Radioactive decay is a random process in which unstable atomic nuclei undergo a spontaneous transformation to become more stable. During radioactive decay, particles, such as alpha particles or beta particles, are emitted from the nucleus.
The rate of decay is typically described by the half-life (t½) of an isotope, which is the time it takes for half of the initial sample to decay. Each radioactive isotope has its own specific half-life.
In this case, let's assume that both samples of the radioactive isotope have the same half-life. Now, since we have two samples of the same isotope, it means they have the same decay constant.

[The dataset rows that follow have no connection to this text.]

PR #73, opened 2023-08-26
[PetrichorPrecipice] iP

PetrichorPrecipice:
# **Alpha**

Alpha is a Chatbot I made with my very limited programming skills. It currently is: 

- Purely text-based
- Probably disappointed at how poorly I made it
- ~~Functional~~ Usable

Here's how I developed Alpha:
1. Bid for CS2103T
2. Appeal for CS2103T
3. Spend like a solid 10 hours weekly constantly changing the code
4. And it is finally **done**. (Until next week :sob:)

Features include:
- [x] These fancy checkbox thingies that you cannot click on. 

You can go [here](https://github.com/nus-cs2103-AY2324S1/ip) to view Alpha's predecessor (even though Alpha should really be the first). 

The code I am proudest of in Alpha:
```
private static String TODO = "todo";
```

And, last but not least:

> "Bye." - Chatbot Alpha


src/main/java/alpha/FileHandler.java
```diff
@@ -0,0 +1,192 @@
...
+
+    /**
+     * Checks or unchecks a task in the file depending on the second boolean parameter.
+     *
+     * @param index The index of the task to be marked or unmarked.
+     * @param check Boolean of whether the task is to be checked or unchecked.
+     */
+    // Checks or unchecks a task in the file. Does so by creating a temp file that copies everything over
+    // except the task that is being checked/unchecked.
+    public void checkOrUncheck(int index, boolean check) {
```
DeltonCheng: Any reason why you used a temp file instead of just overwriting the current file? Not sure if this will affect the efficiency

src/main/java/alpha/FileHandler.java
```diff
@@ -0,0 +1,192 @@
...
+    }
+
+
+    /**
+     * Deletes a task from the file.
+     *
+     * @param index Index of the task to be deleted.
+     */
+    // Deletes a task by creating a temp file and copying everything but the deleted task over.
+    public void delete(int index) {
```
DeltonCheng: same as above regarding the temp file, and perhaps should use a method name that is more specific

src/main/java/alpha/Parser.java
```diff
@@ -0,0 +1,238 @@
...
+    }
+
+    /**
+     * Returns a Command that deletes a task from storage based on an input.
+     *
+     * @return a Command that deletes a task.
+     * @throws MissingIndexException if the index is missing.
+     * @throws InvalidIndexException if the index exceeds or is lesser than the number of stored tasks.
+     */
+    public Command delete(String input) throws MissingIndexException, InvalidIndexException {
```
DeltonCheng: perhaps a more specific name for the methods, and for the other methods in several other places as well

README.md
```diff
@@ -1,24 +1,29 @@
...
-3. After that, locate the `src/main/java/Duke.java` file, right-click it, and choose `Run Duke.main()` (if the code editor is showing compile errors, try restarting the IDE). If the setup is correct, you should see something like the below as the output:
-   ```
-   Hello from
-    ____        _        
-   |  _ \ _   _| | _____ 
-   | | | | | | | |/ / _ \
-   | |_| | |_| |   <  __/
-   |____/ \__,_|_|\_\___|
-   ```
+
```
DeltonCheng, line 1: i like that you have updated the README :)

DeltonCheng (commented):
Overall, code is pretty good. Perhaps could be more specific in terms of naming the methods  and package the related files together (eg. exceptions, commands) for easier reading. Good job!

src/main/java/alpha/UI.java
```diff
@@ -42,35 +41,27 @@ public void goodbye() {
...
      * @param size Current size of the task list.
      */
-    public void taskAdded(Task task, int size) {
-        System.out.println(LINE_SEPARATOR + "\n" +
-                "Alright! I've added this task:\n " + " " + task
-                + "\nNow you have " + size + " tasks in the list.\n" +
-                LINE_SEPARATOR);
+    public String taskAdded(Task task, int size) {
+        return "Alright! I've added this task:\n " + " " + task
+                + "\nNow you have " + size + " tasks in the list.\n";
```
JasonRay168: I like how you remembered to add 8 spaces instead of 4 for these cases where the line is broken in the middle

src/main/java/alpha/UI.java
```diff
@@ -80,39 +71,29 @@ public void unmark(Task task) {
      * @param task Task that is being marked.
      * @param size Remaining size of the task list.
      */
-    public void delete(Task task, int size) {
-        System.out.println(LINE_SEPARATOR + "\n" +
-                "Noted. I've removed this task:\n" + "  " + task + "\n Now You have " + size +
-                " tasks in the list." + "\n" + LINE_SEPARATOR);
+    public String delete(Task task, int size) {
+        return "Noted. I've removed this task:\n" + "  " + task + "\n Now You have " + size +
+                " tasks in the list.";
```
JasonRay168: Maybe can move the '+' sign from the end of a line to the start of the next line? Also, make the split such that the two halves are not too different in length.

So can rewrite as something like this:
```ruby
return "Noted. I've removed this task:\n" + "  " + task
        + "\n Now You have " + size + " tasks in the list.";
```

src/main/java/alpha/Alpha.java
```diff
@@ -0,0 +1,144 @@
...
+        boolean isExit = false;
+        while (!isExit) {
+            String input = ui.read();
+            Command command = parser.parse(input);
+            command.execute();
+            isExit = command.isExit();
+        }
+        ui.goodbye();
+    }
+     */
```
JasonRay168: I think it would be better if you add a description on why you commented this code out. If there is no use for this method, then you can delete it entirely to reduce the amount of comments.

src/main/java/alpha/DeleteCommand.java
```diff
@@ -0,0 +1,18 @@
...
+
+public class DeleteCommand extends Command {
+
+    private int index;
+
+    public DeleteCommand(TaskList taskList, FileHandler fileHandler, UI ui, int index) {
+        super(taskList, fileHandler, ui);
+        isExit = false;
+        this.index = index;
+    }
```
JasonRay168: Create JavaDoc comments for this and other classes as well, as you have done in Alpha.java and Command.java

src/main/java/alpha/Parser.java
```diff
@@ -0,0 +1,238 @@
...
+                        "\"event YOUR_DESCRIPTION " +
+                        "/from START_TIME /to END_TIME\" ");
+            }
+            return new InvalidCommand(taskList, fileHandler, ui, "");
+        } catch (DateTimeParseException e6) {
+            return new InvalidCommand(taskList, fileHandler, ui,
+                    e6.getMessage() +"The date is in an invalid format! " +
+                            "Enter the date in the format YYYY-MM-DD");
+        }
+    }
```
JasonRay168: This method is quite long, maybe instead of using if else, you can use switch case to reduce space. Alternatively can remove some of the new lines / enters in the lines so it would not consume too many lines

JasonRay168 (commented):
I think your PR code is relatively clean and easy to navigate, just a few minor coding standard issues you can work on.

The decay constant represents the probability of a single atom decaying in a unit of time.
The number of particles ejected from a sample within a given time interval is directly proportional to the number of radioactive atoms in that sample. The more atoms there are, the more particles will be ejected. Thus, a larger mass (or quantity) of the same isotope will contain more atoms, resulting in a greater number of particles being ejected compared to a smaller sample.
Therefore, in the first hour, the sample with a mass of 50 grams would have more particles ejected (assuming the same half-life) compared to the sample with a mass of 25 grams. The exact numerical difference in the number of particles ejected would depend on the specific decay constant and half-life of the isotope involved.
To calculate the exact number of particles ejected from each sample in the first hour, you would need to know the specific decay constant, the half-life of the isotope, and apply the appropriate mathematical equations derived from radioactive decay kinetics.